The very idea of ontologies is to have explicit criteria for deciding class membership of instances opposed to ambiguous language terms denoting those classes. If there are artefacts with no formally defined restrictions they should not be called ontology.Alright, now we've got to essence of this so-called "review". The reviewer doesn't believe that the things the method was built to evaluate should be called ontologies. So they don't believe the Gene Ontology is an ontology and they don't believe that most of the ontologies in the OBO foundry are ontologies. OK, fine. Perhaps the reviewer should have suggested that we change the title and used a different word to describe whatever it is these things are. The complaint has absolutely nothing to do with the manuscript! The maddening thing is that we have been (sometimes very lonely) proponents of the expanded use of axiomitized, property-based definitions in biological ontologies for years and are still very much of this view. To be criticized for the community's fairly slow uptake of these methods makes my head feel like its going to explode.

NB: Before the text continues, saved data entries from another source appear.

PR #4295, opened 2022-02-17
Update to use the same plugin directories that bitnami Dockerfile uses.

absoludity:

### Description of the change

Small follow-up to #4264 that updates the location that kubeapps-apis plugins are located (to match the Bitnami containers).

@castelblanque If you do want this change, just be sure to merge it first (as it's currently targeting #4264 and so will be merged into there, but if that PR is merged first to main, this will be automatically updated by GH to target main and may need rebasing, depending).

### Benefits

Consistency. Nice to explicitly identify packaging plugins.

### Applicable issues

- ref #3695

### DIFF
--- a/chart/kubeapps/templates/_helpers.tpl
+++ b/chart/kubeapps/templates/_helpers.tpl
@@ -230,11 +230,11 @@ kubeapps: ingress.tls
       {{- range $plugin, $options := .Values.packaging }}
         {{- if $options.enabled }}
           {{- if eq $plugin "carvel" }}
-            {{- $enabledPlugins = append $enabledPlugins "kapp-controller" }}
+            {{- $enabledPlugins = append $enabledPlugins "kapp-controller-packages" }}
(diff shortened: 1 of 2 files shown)


castelblanque:
@absoludity To fix the current issue with release v2.4.3 on Bitnami side, exactly the opposite changes are needed. Doing them in here would mean Bitnami would need to undo them for the next release. Is that what we want?
Otherwise we would need to restart all over the tagging of the release, etc.

castelblanque:
We agreed on going forward with the current state for v2.4.3, which means that Bitnami team will do the changes on their side for now.
Merging this PR now so it is in `main` for next release. We'll have to remember to notify Bitnami to undo their changes to match this PR's changes.
Thanks @absoludity!

absoludity:
Yep, sounds good .I'd missed that this would obviously require tagging a new image release for the kubeapps-apis server.

PR #4308, opened 2022-02-18
first step for  Investigate and propose package repositories API with similar core interface to packages API. #3496 

gfichtenholt:
First step for  Investigate and propose package repositories API with similar core interface to packages API. #3496 
Much work remains, I am aware. I just wanted to push the code before I am gone for a week on PTO


cmd/kubeapps-apis/proto/kubeappsapis/plugins/fluxv2/packages/v1alpha1/fluxv2.proto
```diff
@@ -82,59 +79,13 @@ service FluxV2PackagesService {
...
-  // The plugin used to interact with this package repository.
-  kubeappsapis.core.plugins.v1alpha1.Plugin plugin = 4;
-
-  // TODO: Other fields such as type, status... TBD.
+service FluxV2RepositoriesService {
+  // AddPackageRepository add an existing package repository to the set of ones already managed by the 
+  // 'fluxv2' plugin
+  rpc AddPackageRepository(kubeappsapis.core.packages.v1alpha1.AddPackageRepositoryRequest) returns (kubeappsapis.core.packages.v1alpha1.AddPackageRepositoryResponse) {
+    option (google.api.http) = {
+      post: "/core/packages/v1alpha1/repositories"
```
absoludity, line 87: The url here needs to be specific to the flux plugin like the others above?

cmd/kubeapps-apis/server/server.go
```diff
@@ -94,28 +94,17 @@ func Serve(serveOpts core.ServeOptions) error {
...
-	err = pluginsGRPCv1alpha1.RegisterPluginsServiceHandlerFromEndpoint(gwArgs.Ctx, gwArgs.Mux, gwArgs.Addr, gwArgs.DialOptions)
-	if err != nil {
-		return fmt.Errorf("failed to register core.plugins handler for gateway: %v", err)
-	}
-
 	// Ask the plugins server for plugins with GRPC servers that fulfil the core
 	// packaging v1alpha1 API, then pass to the constructor below.
 	// The argument for the reflect.TypeOf is based on what grpc-go
 	// does itself at:
 	// https://github.com/grpc/grpc-go/blob/v1.38.0/server.go#L621
```
absoludity, line 101: This comment needs to be moved with the line below into the function (it's documenting where the crazy reflect.TypeOf arg comes from)

absoludity (approved):
> micahel, if you get a chance pls review in the next couple of days. A lot of this is auto-generated. If not, no problem, i'll just get back to it after I am back from PTO. Thanks

Sorry - I don't generally check work stuff over the weekend unless there's an emergency situation or similar.

Great start! The proto stuff looks mostly according to spec, just see the note about the URL for the flux service RPC. Other tiny comment about a comment staying with the line to which it refers.

Thanks!

cmd/kubeapps-apis/proto/kubeappsapis/core/packages/v1alpha1/repositories.proto
```diff
@@ -0,0 +1,216 @@
...
+
+  // A user-provided name for the package repository (e.g. bitnami)
+  string name = 2;
+
+  // A user-provided description. Optional
+  string description = 3;
+
+  // Whether this repository is global or namespace-scoped. Optional.
+  // By default, the value is false, i.e. the repository is global
+  bool namespace_scoped = 4;
```
castelblanque, line 49: Currently in UI there is no such flag.
If the repo is created in the context of the global namespace, then it will be global. Why not using the same convention here? It might lead to confusion, e.g. repo is created with `namespace_scoped=false` but namespace in context is other than the global one. I guess logic in controller should throw some kind of error when `context` and `namespace_scoped` have inconsistent values?

absoludity: > Currently in UI there is no such flag. If the repo is created in the context of the global namespace, then it will be global. Why not using the same convention here?

I'll do my best to answer for Greg in his absence (PTO this week): Helm (and Carvel, for that matter) have the concept of a "global namespace", but it's not something that Flux has at all AIUI. So I think Greg is keen to design the API not to match the current UX assumptions necessarily, while still enabling the current functionality.

> It might lead to confusion, e.g. repo is created with `namespace_scoped=false` but namespace in context is other than the global one.

We (the kubeapps dashboard authors) can choose how to use this field (ie. not expose it to the user at all, but set it appropriately based on the namespace in context etc.) I think?

> I guess logic in controller should throw some kind of error when `context` and `namespace_scoped` have inconsistent values?

Yes, the helm plugin can handle this to match its expectations. Note, you can read more about the [decisions and questions for this API in the design doc](https://docs.google.com/document/d/1z03msZRGsRvcRaom-yrvEwIWcEfNy6fSA5Zg28gjYvA/edit#heading=h.u3lj7whdof7t).

gfichtenholt: Couldn't have put it better myself. Thanks Michael

castelblanque: ok, understood. Thanks!

cmd/kubeapps-apis/proto/kubeappsapis/plugins/fluxv2/packages/v1alpha1/fluxv2.proto
gfichtenholt: indeed. will fix

cmd/kubeapps-apis/server/server.go
gfichtenholt: yep. you got it

PR #255, opened 2022-06-02
update pkcs11-helper patch to match Fedora version

becm:
@kalev updated [pkcs11-helper](https://src.fedoraproject.org/rpms/pkcs11-helper/commits/master)  version and patch for Fedora.
Mirroring the patch update is to fulfill the ["do what Fedora does"](https://www.mail-archive.com/openvpn-devel@lists.sourceforge.net/msg19814.html) policy and have a *synchronized* state for current `pkcs11-helper`.

The patch used in Fedora is now (again) equivalent to taking commits directly from the respective [GitHub pull request](https://github.com/OpenSC/pkcs11-helper/pull/4.patch) changes.

Applying the new patch results in exactly the same changes to `pkcs11-helper` source code (minus the line offset warnings for versions after `v1.22` while doing so).

supersedes #203.

### DIFF
--- a/generic/patches/pkcs11-helper-001-RFC7512.patch
+++ b/generic/patches/pkcs11-helper-001-RFC7512.patch
@@ -1,38 +1,83 @@
-commit 90590b02085edc3830bdfe0942a46c4e7bf3f1ab (HEAD -> master)
-Author: David Woodhouse <David.Woodhouse@intel.com>
-Date:   Thu Apr 30 14:58:24 2015 +0100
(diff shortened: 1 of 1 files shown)


lstipakov (commented):
It is a bit hard to see what exactly has changed. Were there any code changes to patches or is it just reformatting?

becm:
Mainly pure reformatting.
Apart from the minor line offset adjustment it's identical (albeit segmented into the 3 original change sets) to the current patch (identical effect on source code, no warnings during application).

PR #259, opened 2022-06-22
GitHub Actions: use longer delay with port knocking

lstipakov:
Without delay or with small delay packets may arrive
in different order or blocked because they could be mistaken
for port scan. Use 500ms delay to try to avoid it.


mattock:
This makes perfect sense. Without this port knocking fails often, but not always. Hopefully with this it fails rarely.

However, the machine learning methods are very interesting for supporting different purposes in the context of REAL ontologies WITH formal restrictions on class membership", see chapter "Making use of OntoLoki" in the discussion section. The whole paper should be rewritten oriented to those other supporting purposes in the context of developing, using and evaluating ontologies.Well thanks. It seems that some of the applications of the method (and the software we developed) are "very interesting" but only in the context of "REAL ONTOLOGIES". As it turns out, the method and implemented code could be applied directly to REAL ONTOLOGIES without alteration. (Note that the capitalization is from the reviewer).

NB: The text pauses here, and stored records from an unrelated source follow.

PR #261, opened 2022-07-28
OpenVPNService: install by default and keep previous state

lstipakov:
As we don't support "Modify" action, adding OpenVPNService
is problematic since it requires uninstall and reinstall.

Install it by default. For clean install, use "Manual"
start mode and doesn't start it. For upgrade, preserve existing
configuration - for example if start mode was "automatic" and service
was started - the same will apply for the new installation.

This allows to remove code from openvpnmsica.dll which
reads service status, but doesn't apply it to the new installation.

### DIFF
--- a/windows-msi/msi.wxs
+++ b/windows-msi/msi.wxs
@@ -69,6 +69,11 @@
         -->
         <Property Id="REINSTALLMODE" Value="amus"/>
 
+        <Binary Id="Service.js" SourceFile="script\Service.js"/>
+
+        <CustomAction Id="CheckOpenVPNServiceStatus" BinaryKey="Service.js" JScriptCall="CheckOpenVPNServiceStatus" />
+        <CustomAction Id="ConfigureOpenVPNService"  BinaryKey="Service.js" JScriptCall="ConfigureOpenVPNService" Execute="deferred" Impersonate="no" />
+
         <!--
             Detect system information
         -->
@@ -78,9 +83,13 @@
         </InstallUISequence>
         <InstallExecuteSequence>
             <Custom Action="FindSystemInfo" After="FindRelatedProducts"/>
+            <Custom Action="CheckOpenVPNServiceStatus" After="ProcessComponents"/>
+            <Custom Action="ConfigureOpenVPNService" After="StartServices">NOT Installed</Custom>
         </InstallExecuteSequence>
         <UI>
             <ProgressText Action="FindSystemInfo">Detecting system information</ProgressText>
+            <ProgressText Action="CheckOpenVPNServiceStatus">Checking status of OpenVPNService</ProgressText>
+            <ProgressText Action="ConfigureOpenVPNService">Configuring OpenVPNService</ProgressText>
         </UI>
 
         <Property Id="TAPWINDOWS6ADAPTERS" Secure="yes"/>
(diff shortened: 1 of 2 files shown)


lstipakov:
Could be merged together with https://patchwork.openvpn.net/patch/2610/

selvanair:
This was in my wishlist but had no idea how to implement. Will test next week.
Unfortunately msi from the build artifacts do not work for upgrades as its version number is old. Is there a way to automatically update PACKAGE_VERSION (used to name the file) and PRODUCT_VERSION during CI builds?

lstipakov:
Yeah I think we can do it as part of GHa build. Meanwhile the easiest way would probably be to clone this, add a commit which updates variables you've mentioned and push. GHa should produce the installer.

lstipakov:
We also have a `bump-version.m4.ps1` and `bump-version.m4.sh` scripts which generate new product code (guid) and increment product version (like 2.5.10 -> 2.5.11). We could run those on CI build, but what's next? Do we need to commit those?

cron2:
I can merge the openvpnmsica patch, but "what is this javascript stuff doing" is beyond what I can quickly review... so if Selva can find time to test, that would be great.

On the "bump-version" scripts - is there a way to do some sort of persistant storage on GHA (so it knows on the next build which version that was...)?  Or we could just do timestamps (2.5.10.2134234)?

selvanair:
There is only 16 bits of space for the build number, timestamp may have to be very low resolution (1 per day?).  Also, I think we only need to change the number like 2.5.032 (major.minor.build) that goes into the MSI. Though its named "PRODUCT_VERSION" its not really the version of the release binaries. 

We could use GITHUB_RUN_NUMBER in place of "032" (build number) as it seems to be incremented for each run of a workflow?

selvanair:
This works as expected for (i) new installations where the automatic service gets installed and stopped, and (ii) for upgrades where the service was running. But for upgrades from a previous installation with automatic service not installed, this does not install the service at all. I expected to see the service ready for deployment, left in stopped/manual-start state.

lstipakov:
You mean at upgrade it is not installed by default? This is an expected behavior - MSI remembers the state of the component (not installed) which means you need to explicitly select it.

selvanair:
> You mean at upgrade it is not installed by default? This is an expected behavior - MSI remembers the state of the component (not installed) which means you need to explicitly select it.

So. it was my wrong expectation that we'll be able to change the defaults even in case of upgrades.

selvanair (approved):

lstipakov:
Since this is merged, @selvanair could you ack its counterpart in openvpnmsica? https://patchwork.openvpn.net/patch/2610/

selvanair:
This is merged only to master, not the release branch: so 2.5.8 installer doesn't install the service by default. Was that the intent?

TinCanTech:
I have tested W

selvanair:
Have you tested it with a fresh install? The purpose of this commit was to install the service by default on a fresh install. 

On upgrades it will always follow what the existing state is -- that is, will install and start the service if it was running or not install at all of it was not previously installed etc. The change is only for fresh installs where we want to change the default to always installed with startup set to manual, unless user explicitly selects another option.

TinCanTech:
I have tested a complete uninstall (v257), followed by a new install (v258).

selvanair:
The service binary is now always installed and left in the stopped state which is good. But, there is no way to have the service set to auto-start on a fresh installation. On upgrades everything works as expected as previous state of the service is respected, but after a fresh install one has to manually set the service to auto-start. Prior to this PR, selecting the custom service feature button would have  set it to auto-start, isn't it?  But it has lost that meaning now?

lstipakov:
> But it has lost that meaning now?

Yes. I've made a fix (improvement?) so that on clean installation service is auto-started.

https://github.com/OpenVPN/openvpn-build/pull/308

PR #264, opened 2022-08-19
Dco final

lstipakov:


lstipakov:
This is the same as another pull request (https://github.com/OpenVPN/openvpn-build/pull/232) but without commit which points openvpn branch to dco.

mattock:
I cannot spot any obvious problems with this, but I'm not fluent with WiX. Obviously @rozmansi would be a better person to review the actual code changes.

rozmansi:
I have reviewed this PR. It looks good to me. I have also compiled and packaged MSI and tested it to confirm it installs and uninstalls as advertised.

One suggestion (optional to implement) would be to use conditionalized components rather than features. Features are parts of the program a user selects based on his/hers preference. Well, computer may suggest initial feature selection and/or hide some.
When upgrading, the selected feature list it migrated to the new MSI. However, if the MSI is reinstalled as the part of the Windows 10-->11 upgrade, I see a potential problem here, as the `Drivers.OvpnDco.Nx20` feature is demoted and `Drivers.OvpnDco.Nx21` feature promoted. Personally, I would make all .inf/sys/cat components a part of the same universal `Drivers.OvpnDco` feature while introducing a `Condition` attribute to specific `<Component>` elements.
In other words, feature presence or absence defines whether a user want to install the DCO driver or not in general. It's something a human decides. While authoring the decision logic which files are correct using the component conditions. Which is something computer decides.

lstipakov:
As @rozmansi suggested, I switched to the single "Data Channel Offload" feature and made Win10/11-specific components conditional. 

Here are MSI packages built with this openvpn-build branch and an additional commit with points to the latest dco-win code in openvpn:

https://github.com/lstipakov/openvpn-build/actions/runs/2902240643

TinCanTech:
Tested `x86` on Windows-7, all OK.

Uninstalled old / Installed / Uninstalled new / installed, without any problems.

Note: The count-down timer for **uninstall** counts up not down.

lstipakov:
@mattock @rozmansi if this looks good, feel free to approve!

lstipakov:
No I think we're good.

PR #266, opened 2022-09-09
No need for running util/mkdef.pl

miiip:
1. I've changed the OpenSSL version from build.vars from 1.1.1k to 3.0.5
2. I've changed the OpenVPN version from build.vars from 2.5.4 to 2.5.7
3. I've removed the call to the Perl script utils/mkdef.pl since it is no longer needed when building OpenSSL 3.0.5.


flichtenheld:
We have decided to remove the nsis/mingw buildsystem since it is not maintained anymore. Only the msi/msvc buildsystem will remain, unless someone steps up to maintain the other parts. This issue will be closed when the removal actually happens.

flichtenheld:
OpenVPN master now switched to a new CMake+VCPKG buildsystem for Windows builds. That will be backported to release/2.6. No further support of the old "generic" build is planned.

This paper, submitted as a paper in the Biomedical Informatics Journal, is a copy of a Technical report, see http://bioinfo.icapture.ubc.ca/bgood/OntoLoki_14.pdf.That this is even mentioned as a presumed negative is outrageous. The report (which does in fact contain the same content as the submission) is not a peer-reviewed publication, it is simply a very informal pre-print. Posting it is perfectly in accordance with Elsevier's rules when it comes to pre-prints, rules that it is clear the reviewer is not aware of.
It is far to long and should conform to the editorial guidelines of the journal.First, I actually agree that it is probably a bit too long. We discussed this at some length before deciding to submit the full version and, in the end, decided that the length was warranted in this case in order to present the argument and experiments in completion. We could shorten it, and likely will when we resubmit to a different (open-access) journal, but that was actually one of the reasons we chose JBI - they explicitly state that there is no "arbitrary limit on the length of individual articles". The submission was well within the editorial guidelines of the journal - guidelines which the reviewer, again, was clearly not familiar with.
Ok, my rant is over now, the red has drained out of my face and I can no longer hear my heart beating in my ears, so I will switch back out of the red to conclude.
So, Reviewer #2, who are you?
One of the more impressive people I met at SciFoo told me that he has been signing his reviews for years to "keep himself in check". If reviewers had to sign their reviews it seems that perhaps they might be forced to do a better job. Good quality reviews (either arguing for reject or accept) would provide another form of publication - another way for scientists to get credit for the work that they do. Are you up to it? Sign your next review.